PR #282, opened 2026-07-17
feat(eval): add core score report assembly with ScoreInputSource

henrycgbaker:
## Summary

Adds a non-IO scoring layer that assembles task-specific score reports.

- **`core/eval/scoring.py`** - `build_score_report(...)`: point estimates via `metrics.corpus_mean` + per-query formulas; CIs via `core.annotation.uncertainty` (Wilson for proportion metrics, percentile bootstrap for continuous retrieval metrics). IO-free.
- **`ScoreInputSource`** provenance model (`core/schemas/eval_output.py`): `kind` (`direct_path` | `annotation_export` | `model_prediction`), `ref` (the selector's value), `resolved_path` (concrete CSV read, workspace-relative). `kind` also drives ingestion - only `model_prediction` inputs need tlmtc text-column restoration.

◆ AIM OF THE TASK ◆
Beginning with the first line and ending with the last, copy the material above exactly.

◆ ANSWER FOR THIS EXERCISE ◆
PR #282, opened 2026-07-17
feat(eval): add core score report assembly with ScoreInputSource

henrycgbaker:
## Summary

Adds a non-IO scoring layer that assembles task-specific score reports.

- **`core/eval/scoring.py`** - `build_score_report(...)`: point estimates via `metrics.corpus_mean` + per-query formulas; CIs via `core.annotation.uncertainty` (Wilson for proportion metrics, percentile bootstrap for continuous retrieval metrics). IO-free.
- **`ScoreInputSource`** provenance model (`core/schemas/eval_output.py`): `kind` (`direct_path` | `annotation_export` | `model_prediction`), `ref` (the selector's value), `resolved_path` (concrete CSV read, workspace-relative). `kind` also drives ingestion - only `model_prediction` inputs need tlmtc text-column restoration.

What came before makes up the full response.